Anti-Muslim group wants cartoon of Prophet Muhammad in a D.C. transit ad

It won the top prize at her group's "Drawing Mohammad" contest in Garland, Texas, before two men armed with assault rifles wounded a security guard in the parking lot.

Political blogger Pamela Geller, American Freedom Defense Initiative’s Houston-based founder, speaks at the Muhammad Art Exhibit and Contest, which is sponsored by the American Freedom Defense Initiative, in Garland, Texas May 3, 2015. Two gunmen opened fire on Sunday at the art exhibit in Garland, Texas, that was organized by an anti-Islamic group and featured caricatures of the Prophet Mohammad and were themselves shot dead at the scene by police officers, city officials and police said. Photo by Mike Stone, courtesy of Reuters
Political blogger Pamela Geller, American Freedom Defense Initiative’s Houston-based founder, speaks at the Muhammad Art Exhibit and Contest, which is sponsored by the American Freedom Defense Initiative, in Garland, Texas May 3, 2015. Two gunmen opened fire on Sunday at the art exhibit in Garland, Texas, that was organized by an anti-Islamic group and featured caricatures of the Prophet Mohammad and were themselves shot dead at the scene by police officers, city officials and police said. Photo by Mike Stone, courtesy of Reuters

Political blogger Pamela Geller, American Freedom Defense Initiative’s Houston-based founder, speaks at the Muhammad Art Exhibit and Contest. She wants the winning cartoon to appear on Washington, D.C., transit ads. Photo by Mike Stone, courtesy of Reuters

WASHINGTON (Reuters) — Washington’s transit system is weighing whether to allow a subway ad featuring a cartoon of the Prophet Muhammad that won first prize at an event in Texas this month that was attacked by two gunmen.

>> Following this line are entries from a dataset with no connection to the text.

Issue #4618, opened 2026-03-11
.NET: Python/.NET HITL: make approval tokens single-use and retry-safe


davidahmann:
## Problem
Repeated submission of the same human-approval response can double-apply governed actions or leave workflow approval state ambiguous.

## Why now
Human-in-the-loop approval is a first-class feature and governance boundary in Agent Framework. Replay-unsafe approval handling weakens auditability and deterministic workflow behavior.

## Current insufficiency
Approval handling is documented and emitted via workflow events, but there is no explicit cross-surface contract guaranteeing that one approval token can only be consumed once with stable replay semantics.

## Expected behavior
- First valid approval token submission commits exactly one decision.
- Replays of the same token are rejected or treated as idempotent no-ops with a stable reason.
- Approval receipts remain correlated to the original accepted submission.

## Validation requirements
- Add tests that replay the same approval response token.
- Assert single state transition and single correlated approval receipt.
- Verify deterministic behavior in Python and .NET event/contract surfaces where applicable.

## Scope map
- `docs/decisions/0006-userapproval.md`
- `python/packages/core/agent_framework/_middleware.py`
- `python/packages/core/agent_framework/_workflows/_events.py`
- `dotnet/src/Microsoft.Agents.AI.Workflows/RequestInfoEvent.cs`

lokitoth:
This should already be the case for .NET, because all are modeled as requests which get checked for RequestId matching a pending request (which is removed) [here](https://github.com/microsoft/agent-framework/blob/main/dotnet/src/Microsoft.Agents.AI.Workflows/InProc/InProcessRunnerContext.cs#L157-L160).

The Washington Metropolitan Transit Authority is conducting a standard review of an ad submitted by the American Freedom Defense Initiative, Metro spokesman Mike Tolbert said Wednesday (May 27).


The advertisement calls for Americans to support free speech, and features a cartoon of a bearded, turban-wearing Muhammad waving a sword and shouting: “You can’t draw me!”

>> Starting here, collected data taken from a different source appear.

PR #4642, opened 2026-03-12
.NET: Validate SkillsInstructionPrompt contains {0} placeholder in FileAgentSkillsProvider

### LINKED ISSUE #4638: .NET: [Bug]: FileAgentSkillsProvider accepts SkillsInstructionPrompt without {0} and drops the generated skills list
## Summary
`FileAgentSkillsProvider` documents that `SkillsInstructionPrompt` must include a `{0}` placeholder for the generated skills list, but the current validation only checks whether `string.Format(template, string.Empty)` succeeds. As a result, templates with no placeholder are accepted and silently omit the generated skills list from the final instructions.

## Affected code
- `dotnet/src/Microsoft.Agents.AI/Skills/FileAgentSkillsProvider.cs`
- `dotnet/src/Microsoft.Agents.AI/Skills/FileAgentSkillsProviderOptions.cs`
- `dotnet/tests/Microsoft.Agents.AI.UnitTests/AgentSkills/FileAgentSkillsProviderTests.cs`

## Current behavior
A template like:

```csharp
new FileAgentSkillsProviderOptions
{
    SkillsInstructionPrompt = "Custom template"
}
```

is accepted, and the final instructions become just `Custom template` rather than including the discovered skills.

## Expected behavior
If a custom `SkillsInstructionPrompt` does not contain a usable `{0}` placeholder, construction should fail with `ArgumentException`, matching the documented contract.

In reply, a cartoon bubble portrays the artist, his hand grasping a pencil, saying: “That’s why I draw you.”

Depictions of the prophet of Islam are considered offensive by many Muslims.

On May 3, the cartoon won the top prize at AFDI’s “Drawing Mohammad” event at a civic center in Garland, Texas, before two men armed with assault rifles wounded a security guard in the parking lot. Police shot and killed the gunmen, identified as Elton Simpson and Nadir Soofi of Phoenix.

“There is nothing about this cartoon that incites violence,” AFDI founder Pamela Geller said in a statement on Tuesday.

“It is within the established American tradition of satire,” Geller said. “If America surrenders on this point, the freedom of speech is a relic of history.”

AFDI, which is on the Southern Poverty Law Center’s annual list of U.S. hate groups, has run controversial ads on subways and buses in Chicago, Philadelphia and San Francisco and it ran an ad on D.C.’s Metro in 2012.


New York’s Metropolitan Transit Authority voted to ban all political ads in April after it lost a court battle with the group over an ad that read: “Hamas Kills Jews.”